2. The computer implemented method of claim 1, wherein the serially reusable resource is selected from a group consisting of: a computer memory, a computer processor, a computer program, a computer data bus, a file, a row in a database table, a piece of code that touches certain memory objects, a database structure in memory, a control block in memory, a shared device, a data set on a shared device, data buffers, and registers.
3. The computer implemented method of claim 1, wherein collecting resource modeling data comprises:
collecting request count data during a collection interval, wherein the request count data includes one or more of a first count of requests from jobs to be processed by the serially reusable resource during the collection interval;
collecting request count data that includes a second count of requests from jobs to be processed by the serially reusable resource based on a workload, wherein the workload is defined by one or more of CPU usage of the request, memory usage of the request, and time usage of the request; and
collecting contention data for the serially reusable resource when the serially reusable resource has at least one request from a job that is waiting.

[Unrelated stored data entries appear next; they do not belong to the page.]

Issue #52474, opened 2026-08-12
[Enhancement]: Woodpecker WAL has no single-message size limit, unlike Pulsar/Kafka


xiaofan-luan:
## Is there an existing issue for this?

- [x] I have searched the existing issues

## What would you like to be added?

Pulsar and Kafka each have a hard per-message byte limit that the broker enforces (`pulsar.maxMessageSize`, `kafka.message.max.bytes`), and `maxSingleMessageSize` in `internal/proxy/msg_pack.go` checks the encoded size of a single, unsplittable row against it before handing the message to the WAL. If the row is too large, Insert/Upsert now fails fast with a typed `ErrParameterTooLarge` instead of being retried by the WAL forever (see #52413, where a single oversized row silently stalled a DML channel on Pulsar/BookKeeper).

Woodpecker has no equivalent. `WoodpeckerConfig` (`pkg/util/paramtable/service_param.go`) has no single-entry byte limit -- the closest field, `woodpecker.client.segmentAppend.maxBatchBytes` (default 2 MiB), is a *batching* threshold, not a hard cap: its own doc says "the first entry is always taken, so a batch may exceed the byte cap by one entry." So today, `maxSingleMessageSize` returns `(0, false)` for `message.WALNameWoodpecker`, meaning an oversized row is never rejected client-side on Woodpecker, and there is nothing to check it against even if we wanted to.

If Woodpecker (client or server) has -- or is willing to add -- a real hard limit on a single log entry, we'd like to wire it into the same guard the other two backends already have.

**Suggested default: 10 MiB**, matching Kafka's `message.max.bytes` default in this repo (`pkg/util/paramtable/service_param.go`, `KafkaConfig.ProducerMessageMaxBytes`, `10 * 1024 * 1024`), so the same-sized row behaves consistently across backends by default.

## Why is this needed?

Without a hard limit (or a documented, enforced one we can check client-side), a single oversized row on a Woodpecker-backed deployment can reach the WAL and be retried indefinitely if the underlying storage or segment layer ultimately refuses it -- the same DML-channel-stall failure mode #52413 fixed for Pulsar/BookKeeper, just not yet closed for this backend.

PR #52773, opened 2026-08-22
fix: add configurable single-message size limit for Woodpecker WAL

AyushKashyapII:
PR Body:
issue: #52474

## Summary

Pulsar and Kafka both reject an oversized row on the proxy before it reaches
the WAL (`pulsar.maxMessageSize`, `kafka.producer.message.max.bytes`,
enforced in `channelmgr.getMaxSingleRowSize`). Woodpecker had no equivalent —
`getMaxSingleRowSize` explicitly returned "no limit" for it, so an oversized
row would be queued for append and retried indefinitely against the backend,
the same DML-channel-stall failure mode fixed for Pulsar/BookKeeper in #52413.

The vendored `zilliztech/woodpecker` library has no per-entry size field of
its own to enforce this (only batch-payload and gRPC transport caps, neither
of which reject a single large entry), so the guard has to live on the
Milvus side — the same way it already does for Pulsar.

## Changes

- Add `woodpecker.client.segmentAppend.maxSingleMessageSize`
  (`WoodpeckerConfig.MaxMessageSize`), default 10MiB, matching Kafka's
  default. Refreshable at runtime — it's a pure client-side check, not baked
  into an already-constructed client, so no restart is needed.
- Wire it into `channelmgr.getMaxSingleRowSize` for `WALNameWoodpecker`,
  giving it its own case instead of being grouped with RocksMQ's "no limit"
  case.
- `configs/milvus.yaml`: document the new default.
- Tests: split the old combined "rocksmq+woodpecker have no limit" test;
  Woodpecker now gets its own accept/reject-at-limit pair (mirroring the
  existing Kafka test), RocksMQ keeps its "no limit" behavior.

## Why this is safe

The check runs in `GenInsertMsgsByPartition` before any row is queued for
append, so an oversized row now fails fast with `ErrParameterTooLarge`
instead of being retried against the backend. No change to RocksMQ, and no
change to the existing cross-WAL packing threshold (`PulsarCfg.MaxMessageSize`),
which is a separate, intentionally backend-agnostic batching threshold, not
a hard per-backend limit.

### DIFF
--- a/internal/proxy/channelmgr/msg_pack.go
+++ b/internal/proxy/channelmgr/msg_pack.go
@@ -45,9 +45,11 @@ func getMaxSingleRowSize(walName message.WALName) (int, bool) {
 	case message.WALNameKafka:
 		limit := paramtable.Get().KafkaCfg.ProducerMessageMaxBytes.GetAsInt()
 		return limit, limit > 0
-	case message.WALNameRocksmq, message.WALNameWoodpecker:
-		// RocksMQ page size and Woodpecker batch size are not hard limits
-		// on an individual WAL entry.
+	case message.WALNameWoodpecker:
+		limit := paramtable.Get().WoodpeckerCfg.MaxMessageSize.GetAsInt()
+		return limit, limit > 0
+	case message.WALNameRocksmq:
+		// RocksMQ page size is not a hard limit on an individual WAL entry.
 		return 0, false
 	default:
 		return 0, false
--- a/pkg/util/paramtable/service_param.go
+++ b/pkg/util/paramtable/service_param.go
@@ -731,6 +731,7 @@ type WoodpeckerConfig struct {
 	AppendMaxRetries          ParamItem `refreshable:"true"`
 	AppendMaxBatchEntries     ParamItem `refreshable:"false"`
 	AppendMaxBatchBytes       ParamItem `refreshable:"false"`
+	MaxMessageSize            ParamItem `refreshable:"true"`
 	SegmentRollingMaxSize     ParamItem `refreshable:"true"`
 	SegmentRollingMaxTime     ParamItem `refreshable:"true"`
 	SegmentRollingMaxBlocks   ParamItem `refreshable:"true"`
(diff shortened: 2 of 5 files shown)


internal/proxy/channelmgr/msg_pack.go
```diff
@@ -45,9 +45,11 @@ func getMaxSingleRowSize(walName message.WALName) (int, bool) {
 	case message.WALNameKafka:
 		limit := paramtable.Get().KafkaCfg.ProducerMessageMaxBytes.GetAsInt()
 		return limit, limit > 0
-	case message.WALNameRocksmq, message.WALNameWoodpecker:
-		// RocksMQ page size and Woodpecker batch size are not hard limits
-		// on an individual WAL entry.
+	case message.WALNameWoodpecker:
+		limit := paramtable.Get().WoodpeckerCfg.MaxMessageSize.GetAsInt()
```
yhmo, line 49: internal/proxy/channelmgr/msg_pack.go line:49
Medium ---- The limit is read via GetAsInt(), which silently falls back to 0 when the configured value is not a plain integer. If an operator sets maxSingleMessageSize to a suffix form such as "10MB" (a format the sibling AppendMaxBatchBytes accepts via GetAsSize(), and the same config block's docs use "2MB"/"10MB" wording), getMaxSingleRowSize returns (0, false) and the guard is silently disabled, re-opening the DML-channel-stall failure mode this PR is meant to close, with no log or error surfaced. Consider reading it with GetAsSize() like AppendMaxBatchBytes, or validating the value so a misconfigured limit fails loudly instead of disabling the check.

pkg/util/paramtable/service_param.go
```diff
@@ -830,6 +831,15 @@ func (p *WoodpeckerConfig) Init(base *BaseTable) {
 	}
 	p.AppendMaxBatchBytes.Init(base.mgr)
 
+	p.MaxMessageSize = ParamItem{
+		Key:          "woodpecker.client.segmentAppend.maxSingleMessageSize",
+		Version:      "2.6.21",
+		DefaultValue: strconv.Itoa(10 * 1024 * 1024),
+		Doc:          "Maximum size of a single WAL entry in bytes, default 10MB. A row whose encoded size exceeds this limit is rejected on the client before it is queued for append, instead of being retried indefinitely against the WAL backend. Unlike other segmentAppend settings, this is a Milvus-side check only (Woodpecker itself has no per-entry size limit); it is re-read on every check, so it takes effect without a restart.",
```
yhmo, line 838: pkg/util/paramtable/service_param.go line:838
Low ---- The doc says a row whose size "exceeds" this limit is rejected, but the check in GenInsertMsgsByPartition is curRowMessageSize >= singleRowLimit, so a row exactly at the limit is also rejected (the new test "woodpecker rejects row at its own limit" codifies this boundary). Consider aligning the wording (e.g., "reaches or exceeds") or the boundary, since a maintainer trusting "exceeds" will mis-model which rows pass the guard.

AyushKashyapII:
ending this PR since the core issue has been resolved

Issue #52777, opened 2026-08-23
[Enhance]: Unify bloom_match / roaring_match into a single membership_match expression chain


xiaofan-luan:
## Motivation

`bloom_match` (#51139) and `roaring_match` (#52094) were designed and landed separately. They share most of their machinery — deferred-call parsing, template fill, request budgeting, delete and element-level guards, log redaction, and segcore execution control flow — but each copy lives in its own chain.

Consequences:

1. Cross-cutting fixes must be applied twice and can silently miss one kind.
2. The implementations can drift even when they intend to preserve the same semantics.
3. Adding another membership structure would duplicate the same control flow again.

## Proposal

1. **Unified surface syntax**: add `membership_match(field, {blob})`. `MBF1` lowers to `BloomFilterExpr`, `MRB1` lowers to `RoaringFilterExpr`, and unknown headers fail closed. `bloom_match` / `roaring_match` remain permanent compatibility aliases; the wire format is unchanged.
2. **Single control flow**: use one visitor/fill skeleton, one behavior spec table, and unified tree walkers in Go; use one `PhyMembershipFilterExpr<LogicalExpr, ProbePolicy>` template in segcore while retaining kind-specific validators and probe policies.
3. **Preserve current execution semantics**: candidate-mask-excluded rows remain untouched at `(false, valid)` on raw and index-only paths, including excluded NULL rows; probed NULL rows remain `(false, invalid)`. No framework-wide reverse-lookup semantic change is part of this issue.
4. **Keep two independent resource limits**: `proxy.maxMembershipFilterSize` unifies the per-body Bloom/Roaring limit with compatibility fallbacks, while `proxy.maxMembershipFilterPlanSize` remains the request-wide aggregate serialized-plan limit with its legacy plan-key fallback. Main predicates, scorer filters, and HybridSearch sub-requests share one preflight budget.

## Non-goals

- No change to MBF1/MRB1 formats, golden vectors, or SDK builders.
- No change to existing alias wire plans or rolling-upgrade behavior.
- No new plan-proto messages; fields 22/23 remain frozen.
- No repo-wide NULL/candidate-mask semantic change.

Design document: `docs/design-docs/design_docs/20260822-membership-match-expression.md` in PR #52778.

PR #52778, opened 2026-08-23
enhance: unify membership filter expressions into one chain with membership_match syntax

xiaofan-luan:
## Overview

Adds a unified membership-filter surface syntax and merges the previously separate `bloom_match` / `roaring_match` chains into one parameterized execution path.

issue: #52777

### 1. Unified surface syntax

```
membership_match(<field>, {<blob-bytes-template>})
membership_match(<field>, {<blob-bytes-template>}, type=bloom|roaring)
not membership_match(<field>, {<blob-bytes-template>})
```

The filter kind is derived from the blob's self-describing magic header — `MBF1` lowers to the existing `BloomFilterExpr` plan node, `MRB1` to `RoaringFilterExpr`, and unknown headers fail closed. The optional `type=` argument is a readability aid and a consistency pin (it must agree with the magic). The unreleased `bloom_match` / `roaring_match` surface names are intentionally not retained — neither has shipped in a release. The wire plan bytes are unchanged from the two predecessor implementations, so the plan proto stays frozen and rolling-upgrade behavior for clients using `membership_match` matches what the predecessor docs specified.

### 2. One control flow, per-kind data planes

- **Go parser/proxy**: one visitor/fill skeleton (`visitMembershipCall` / `fillMembershipMatchExpressionValue`), one spec table for behavior switches (delete safety), and unified tree walkers serving delete guards, element-level guards, plan-size accounting, and log redaction.
- **segcore**: a single `PhyMembershipFilterExpr<LogicalExpr, ProbePolicy>` template carries the shared control flow; `BloomMembershipProbe` (zero-copy SBBF view) and `RoaringMembershipProbe` (decode-once Roaring64) remain separate data planes. Historical class names remain aliases, so factory construction and logs are unchanged.
- Kind-specific admission gates (MBF1 envelope + domain check, MRB1 body walk + decoded-memory estimate) remain in their own files.
- Client builders move under `client/membership/` (`sbbf`, `roaringfilter`); `bloom_match`/`roaring_match` builder packages are removed with the surface names.

### 3. Preserve existing mask/null semantics

The unified executor preserves current `master` behavior on both raw-data and index-only paths: candidate-mask-excluded rows are left at their initialized `(false, valid)` value, including excluded NULL rows; probed NULL rows produce `(false, invalid)`. This PR does not change the framework reverse-lookup helper.

### 4. Two independent proxy budgets

- `proxy.maxMembershipFilterSize` (default 64 MiB) limits one MBF1 or MRB1 body. It falls back to the released `proxy.maxBloomFilterSize` key and the development-only `proxy.maxRoaringFilterSize` key.
- `proxy.maxMembershipFilterPlanSize` (default 128 MiB) remains the separate request-wide aggregate serialized-plan limit. It falls back to `proxy.maxBloomFilterPlanSize`.
- Main predicates, scorer filters, and HybridSearch sub-requests share the same preflight budget. The preflight charges body bytes, matching the per-blob gate that allows the fixed 32-byte envelope header on top; final `proto.Size` accounting remains authoritative. Keeping the plan budget (128 MiB) well above the per-body limit (64 MiB) means a maximum-size body plus its 32-byte envelope and plan overhead always fits — no silent halving of the usable tier.

## Deliberate behavior changes

1. Adds `membership_match` with magic-based MBF1/MRB1 dispatch, an optional `type=` consistency pin, and fail-closed handling for unknown headers.
2. Removes the unreleased `bloom_match`/`roaring_match` surface names (and their client builder packages); the wire plan bytes for equivalent inputs are unchanged.
3. Updates error wording in bytes-template, element-level, MATCH_* and delete guards.
4. MATCH_* element-predicate guards now reject every membership-filter surface name.
5. Preflight aggregate accounting charges blob bodies rather than whole envelopes, matching the per-blob admission rule.

## Non-goals

- No change to MBF1/MRB1 formats, golden vectors, or SDK builders.
- No change to the plan proto or rolling-upgrade contract: fields 22/23 remain frozen.
- No repo-wide NULL/candidate-mask semantic change.

## Design document

[20260822-membership-match-expression.md](https://github.com/xiaofan-luan/milvus/blob/unify-membership-match/docs/design-docs/design_docs/20260822-membership-match-expression.md)

## Test plan

- [x] `internal/parser/planparserv2`: full suite green, including magic dispatch, alias byte identity, fail-closed cases, delete safety, redaction, and shared preflight budgeting.
- [x] `pkg/util/paramtable`: fallback-key precedence tests.
- [x] `internal/proxy`: membership size/error/search/query focused tests green; the full local suite is green except `TestProxy`, which requires unavailable integration infrastructure and fails identically on clean HEAD.
- [x] segcore: all 73 bloom/roaring/membership expression tests green; full `all_tests` has only failures reproduced on clean HEAD (6 ConjunctExprTest + 1 ExprJsonIndexTest abort).
- [x] Local segcore build and unit-test binary link with llvm@19.


internal/parser/planparserv2/roaring_match.go
buqian-zilliz, line 1: **[P3] Dead exported code: `EstimateRoaringFilterPlanDecodedBytes` and roaring-only predicates are never called in production**

`EstimateRoaringFilterPlanDecodedBytes` (roaring_match.go) and `PlanContainsRoaringFilter` / `hasRoaringFilterExpr` (membership_filter.go) are now referenced only by tests. The aggregate decoded-memory gate moved into `preflightMembershipFilterValues`, and this exported function re-runs `roaringfilter.Validate` over blobs that were already validated at fill time but is never invoked from production code. That leaves a duplicated accounting path that can silently drift: a reader could assume the decoded-size limit is enforced at the proxy serialization step (`marshalPlanWithMembershipFilterSizeLimit`, which only checks `proto.Size`), when it actually lives only in the parser preflight. Recommend removing the dead functions, or wiring the final gate to use them.

internal/parser/planparserv2/membership_filter.go
buqian-zilliz, line 1: **[P3] `membership_match` fill-time field error loses the field name and names the wrong function**

`fillMembershipMatchExpressionValue` re-validates the probe column with the literal string `deferred column parameter` passed as `argText` to `checkMembershipField`. For `membership_match` the field type is only known at fill time, so this is the first place a field-domain mismatch is reported; the resulting error renders the field as `deferred column parameter` and cites `bloom_match`/`roaring_match` rather than the syntax the client actually wrote. Thread the real column name (and the actual function name) through so the input error points at the offending field.

docs/design-docs/design_docs/20260822-membership-match-expression.md
```diff
@@ -0,0 +1,228 @@
+# Unified Membership-Filter Expression: `membership_match`
+
+- **Issue**: [#52777](https://github.com/milvus-io/milvus/issues/52777)
+- **Status**: Draft
+- **Date**: 2026-08-22
+- **Previous design docs**:
+  - [20260707-bloom-filter-expression.md](./20260707-bloom-filter-expression.md) — `bloom_match` (approximate)
```
zhengbuqian, line 7: also add deprecation notice in those 2 docs.

docs/design-docs/design_docs/20260822-membership-match-expression.md
```diff
@@ -0,0 +1,228 @@
...
+Add a unified surface syntax
+
+```
+membership_match(<field>, {<blob-bytes-template>})
+not membership_match(<field>, {<blob-bytes-template>})
+```
+
+whose filter kind is derived from the blob's self-describing magic header:
+`MBF1` lowers to the existing `BloomFilterExpr` plan node (approximate), `MRB1`
+to the existing `RoaringFilterExpr` node (exact). `bloom_match` and
```
zhengbuqian: do we need to keep them? considering we haven't made a release since implementing them.

docs/design-docs/design_docs/20260822-membership-match-expression.md
```diff
@@ -0,0 +1,228 @@
...
+| | `bloom_match` | `roaring_match` | `membership_match` |
+|---|---|---|---|
+| Kind | static (name) | static (name) | dynamic (blob magic) |
+| Blob format | MBF1 only | MRB1 only | sniffed: MBF1 → bloom, MRB1 → roaring |
+| Fields | INT8–64, VARCHAR, JSON paths | INT8–64 only | enforced per resolved kind |
+| Delete | rejected | allowed | per resolved kind |
+
+Why no explicit type argument (`type=bloom`)? Two reasons:
+
+1. The Milvus expression grammar has no keyword arguments; adding them for one
```
zhengbuqian: we do have operator param for TextMatch: `TextMatch(..., minimum_should_match=2)`

docs/design-docs/design_docs/20260822-membership-match-expression.md
```diff
@@ -0,0 +1,228 @@
...
+   function is a disproportionate grammar change.
+2. Both envelopes are already self-describing: 4-byte magic at offset 0
```
zhengbuqian: an explicit param makes the expr more readable? such as in logs, etc

client/membership/sbbf/sbbf.go
```diff
@@ -293,7 +293,7 @@ func Parse(blob []byte) (*Filter, error) {
 		return nil, errors.Errorf("bloom filter blob too short: %d bytes, need at least %d", len(blob), HeaderSize)
 	}
 	if string(blob[0:4]) != Magic {
-		return nil, errors.Errorf("bloom filter blob has invalid magic %q, expected %q", blob[0:4], Magic)
+		return nil, errors.Errorf("bloom filter blob has invalid magic, expected %q", Magic)
```
zhengbuqian, line 296: consider moving the codes of bf/rb into a same member_match folder?

internal/parser/planparserv2/plan_redact.go
```diff
@@ -0,0 +1,145 @@
...
+type membershipRedactedPlan struct{ plan *planpb.PlanNode }
+
+// redactTemplateValues swaps every value that arrived through an expression
+// template for a marker, returning a restore func.
+//
+// Template substitution keeps template_variable_name on the filled node, which
+// is what lets this tell a caller-supplied out-of-band value from a literal
+// written into the expression text. Only the former is elided: a literal is
+// already in the caller's hands and is what makes a logged plan readable.
+func redactTemplateValues(root *planpb.Expr) func() {
```
zhengbuqian, line 41: this handles more than the membership operator, consider renaming the `membershipRedactedPlan` struct and this file name to a more generic one.

zhengbuqian (commented):
the code part lgtm

xiaofan-luan:
@zhengbuqian Could you please take another look?

Addressed the latest review feedback in ceb85f5ee9:
- moved the Bloom and Roaring client builders under client/membership/
- generalized plan log redaction naming to plan_redact.go and redactedPlan
- removed the unreleased bloom_match/roaring_match aliases and added the optional type=bloom|roaring form without reserving field names

The parser and client membership/milvusclient test suites pass.

internal/parser/planparserv2/plan_redact.go
```diff
@@ -0,0 +1,144 @@
...
+	// Swap each blob for a short {N bytes} marker (a byte-slice pointer
+	// assignment — no copy, unlike proto.Clone which would duplicate the
+	// up-to-tens-of-MiB body), stringify, then restore the originals via defer.
+	// Safe because zap evaluates a Stringer field synchronously in this
+	// goroutine at the log call, and these call sites own the task-local plan, so
+	// no other reader observes the temporary state.
+	saved := make([][]byte, len(slots))
+	for i, slot := range slots {
+		saved[i] = slot.get()
+		slot.set([]byte(fmt.Sprintf("<%d bytes elided>", len(saved[i]))))
```
zhengbuqian: Replace []byte(fmt.Sprintf...) with fmt.Appendf

zhengbuqian (approved):
I think we want to remove those files:

client/membership/roaringfilter/build_bench_test.go
client/membership/sbbf/testdata/

internal/parser/planparserv2/plan_redact.go
xiaofan-luan: Done — replaced `[]byte(fmt.Sprintf(...))` with `fmt.Appendf` in the rebased revision.

internal/parser/planparserv2/plan_redact.go
xiaofan-luan: Done in ceb85f5 — file renamed to `plan_redact.go` and the struct is now `redactedPlan`; it covers all template-value redaction, not just membership blobs.

client/membership/sbbf/sbbf.go
xiaofan-luan: Done — the SBBF and roaring builders both live under `client/membership/` (`client/membership/sbbf`, `client/membership/roaringfilter`) in the same folder.

docs/design-docs/design_docs/20260822-membership-match-expression.md
xiaofan-luan: Removed them — since neither `bloom_match` nor `roaring_match` has shipped in a release, the surface names (and their client builder packages) are dropped entirely; the optional `type=bloom|roaring` pin was added instead. The design doc and both predecessor docs now state this explicitly.

docs/design-docs/design_docs/20260822-membership-match-expression.md
xiaofan-luan: Since the aliases are removed (never released) rather than deprecated, I added a superseded notice to both predecessor docs instead — see the headers of 20260707-bloom-filter-expression.md and 20260714-roaring-exact-membership-expression.md.

docs/design-docs/design_docs/20260822-membership-match-expression.md
xiaofan-luan: Good point — updated the design doc to cite the existing `text_match(field, "query", minimum_should_match=2)` operator-argument convention as the precedent for `type=`.

docs/design-docs/design_docs/20260822-membership-match-expression.md
xiaofan-luan: Agreed — kept the explicit `type=bloom|roaring` form; the design doc now explains it as a readability aid (expressions/logs) plus a consistency pin that must agree with the blob magic.

internal/parser/planparserv2/membership_filter.go
xiaofan-luan: Fixed — the fill-time re-validation now threads the real column name through `ctx.membershipFieldName` (schema lookup incl. nested paths) and the actual function name, so a field-domain error names the offending field and cites `membership_match`. Tests assert the old `deferred column parameter` wording is gone.

internal/parser/planparserv2/roaring_match.go
xiaofan-luan: Removed — `EstimateRoaringFilterPlanDecodedBytes`, `PlanContainsRoaringFilter`, and `hasRoaringFilterExpr` are gone; only the unified `PlanContainsMembershipFilter` / `PlanContainsMembershipFilterUnsafeForDelete` walkers remain, used by proxy plan-size accounting and the delete guard. The decoded-memory gate lives solely in the parser preflight.

internal/proxy/filter_plan_size.go
```diff
@@ -0,0 +1,109 @@
...
+func marshalPlanWithFilterSizeLimits(
+	plan *planpb.PlanNode,
+	accumulatedSize int64,
+	accumulatedRoaringDecodedBytes uint64,
+) ([]byte, int64, uint64, error) {
+	nextSize := accumulatedSize
+	if planparserv2.PlanContainsMembershipFilter(plan) {
+		planSize := int64(proto.Size(plan))
+		maxSize := paramtable.Get().ProxyCfg.MaxMembershipFilterSize.GetAsInt64()
+		if accumulatedSize > maxSize || planSize > maxSize-accumulatedSize {
```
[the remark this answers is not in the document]
xiaofan-luan: Addressed by the two-budget redesign in the later revisions: `proxy.maxMembershipFilterSize` (64 MiB) gates one blob *body* with the fixed 32-byte envelope allowed on top, while the request-wide aggregate gate uses the separate `proxy.maxMembershipFilterPlanSize` (128 MiB). A 64 MiB body + 32-byte envelope + plan overhead stays well under 128 MiB, so the usable tier is no longer halved — this is now also stated in the PR description.

client/milvusclient/write_options.go
```diff
@@ -630,30 +630,50 @@ func (opt *rowBasedDataOption) WithKeepAutoIDPk(keepPk bool) *rowBasedDataOption
 }
 
 type DeleteOption interface {
-	Request() *milvuspb.DeleteRequest
+	Request() (*milvuspb.DeleteRequest, error)
 }
```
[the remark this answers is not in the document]
xiaofan-luan: This one looks stale — `DeleteOption.Request()` already returns two values on master (introduced by #51968), and this PR does not touch `client/milvusclient/write_options.go` (its diff is empty). No signature change here.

4. The computer implemented method of claim 3,
wherein the contention data includes a first list that includes jobs waiting to be processed by the serially reusable resource and time values of how long each job has been waiting, a second list that includes jobs holding the serially reusable resource and time values for a length of ownership, job identification information for each job on the first list and second list, and a third count of duplicate contention events.
5. The computer implemented method of claim 1, wherein the one or more cognitive computing tasks includes
a regression task that categorizes the contention event as an abnormal contention event using the request count data,
wherein the regression task includes using statistical analysis to create a curve based on multiple independent variables from the resource modeling data and fitting a dependent variable from the contention data to determine whether the contention event is an abnormal contention event based on fitting of the dependent variable to the curve.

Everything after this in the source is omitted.